• [Exercise prompt]: The job is to find each line in the entries holding the string "before" and copy that line.
───── Dataset entries ─────
PR #1207, opened 2020-10-28
Don't show breadcrumbs for lanes between the library root and a lane that's a root for some patron type.

leonardr:
This branch fixes https://jira.nypl.org/browse/SIMPLY-3129. It changes `AcquisitionFeed.add_breadcrumbs` to omit breadcrumbs for lanes that are between the library root and a lane that is the root lane for a specific patron type.

If there is no patron-specific root lane between the lane being breadcrumbed and the library root, the code should work exactly as before. Effectively, this means that Open eBooks and The SimplyE Collection are the only sites currently affected.

If an entry point is selected, the selection is always presumed to have happened in the second breadcrumb.

To use Open eBooks as an example (and ignoring the fact that Open eBooks doesn't have selectable entrypoints), let's say your patron type puts your root lane as "Early Grades", you've navigated from there to the "Early Grades > Animals" lane, and you have the "Audio" point selected.

Breadcrumbs before:

All books > Audio > Early Grades > Animals

Breadcrumbs after:

Early Grades > Audio > Animals

Note that this means you may start at "All books", click into "Early Grades", and lose your breadcrumb back to "All books". Fixing this will take an extra effort since we don't currently vary the contents of most feeds based on the authenticated patron.

Since this is a complex feature that I've made more complex, I put a lot of work into refactoring the test so that a) test assertions are easy to write and easy to understand, b) the test makes an exact assertion about the URL of every breadcrumb, not just an assertion about the title plus some general assertions about some of the URLs.

### DIFF
--- a/opds.py
+++ b/opds.py
@@ -1410,12 +1410,31 @@ class AcquisitionFeed(OPDSFeed):
     def add_breadcrumbs(self, lane, include_lane=False, entrypoint=None):
         """Add list of ancestor links in a breadcrumbs element.
 
+        :param lane: Add breadcrumbs from up to this lane.
+        :param include_lane: Include `lane` itself in the breadcrumbs.
+        :param entrypoint: The currently selected entrypoint, if any.
+
         TODO: The switchover from "no entry point" to "entry point" needs
         its own breadcrumb link.
         """
-        # Ensure that lane isn't top-level before proceeding
 
-        entrypointQuery = ("?entrypoint=" + entrypoint.INTERNAL_NAME) if entrypoint != None else ""
+        # The breadcrumbs may be end up being cut off by a
+        # patron-type-specific root lane.
+        stop_at_root_lane = False
+        full_parentage = list(lane.parentage)
+        usable_parentage = []
+        for ancestor in lane.parentage:
+            usable_parentage.append(ancestor)
+            if isinstance(ancestor, Lane) and ancestor.root_for_patron_type:
+                # Root lane for a specific patron type.
+                stop_at_root_lane = True
+                break
+
+
+        if entrypoint is None:
+            entrypoint_query = ""
+        else:
+            entrypoint_query = "?entrypoint=" + entrypoint.INTERNAL_NAME
         annotator = self.annotator
         if annotator.lane_url(lane) != annotator.default_lane_url():
             breadcrumbs = AtomFeed.makeelement("{%s}breadcrumbs" % AtomFeed.SIMPLIFIED_NS)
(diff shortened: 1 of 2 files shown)


opds.py
```diff
@@ -1409,43 +1414,98 @@ def show_current_entrypoint(self, entrypoint):
...
         its own breadcrumb link.
         """
-        # Ensure that lane isn't top-level before proceeding
+        if entrypoint is None:
+            entrypoint_query = ""
+        else:
+            entrypoint_query = "?entrypoint=" + entrypoint.INTERNAL_NAME
+
+        # Breadcrumbs for lanes may be end up being cut off by a
+        # patron-type-specific root lane. If so, that lane -- not the
```
EdwinGuzman, line 1430: What is a patron type in this situation? It's also in the description but I'm not sure what it refers to.

leonardr: It's the value of `Patron.external_type`.

EdwinGuzman (approved):

opds.py
```diff
@@ -1432,15 +1432,19 @@ def add_breadcrumbs(self, lane, include_lane=False, entrypoint=None):
         site_root_lane = None
         usable_parentage = []
         if lane is not None:
-            for ancestor in lane.parentage:
+            for ancestor in [lane] + list(lane.parentage):
```
leonardr, line 1435: While testing against Open eBooks I discovered that my original implementation doesn't work if you ask for breadcrumbs for a lane that is, itself the root lane for some patron type. `lane.parentage` doesn't include the lane itself, so we never ran the `ancestor.root_for_patron_type` against the lane we were looking at.

opds.py
```diff
@@ -1494,16 +1499,6 @@ def add_breadcrumbs(self, lane, include_lane=False, entrypoint=None):
...
-        # Include link to the lane itself.
-        # For search, breadcrumbs include the searched lane
-        if include_lane:
-            breadcrumbs.append(
-                AtomFeed.link(
-                    title=lane.display_name,
-                    href=annotator.lane_url(lane) + entrypoint_query
-                )
-            )
-
```
leonardr, line 1447: We don't need this code anymore since `include_lane` now makes sure the lane itself goes into `usable_parentage`. It's then handled like all the other lanes as we iterate over `usable_parentage`.

tests/test_opds.py
```diff
@@ -2050,6 +2050,8 @@ def title(x):
         # the breadcrumbs will be start at that lane -- we won't see
         # the sublane's parent or the library root.
         sublane.root_for_patron_type = ["ya"]
+        assert_breadcrumbs([], sublane)
+
```
leonardr, line 2054: This is the test that was missing. Previously hitting a patron root lane would give you an "All books" breadcrumb when it should have given you no breadcrumbs at all.

EdwinGuzman (approved):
─────
• [Exercise result]:
If there is no patron-specific root lane between the lane being breadcrumbed and the library root, the code should work exactly as before. Effectively, this means that Open eBooks and The SimplyE Collection are the only sites currently affected.
Breadcrumbs before:
-        # Ensure that lane isn't top-level before proceeding
-        # Ensure that lane isn't top-level before proceeding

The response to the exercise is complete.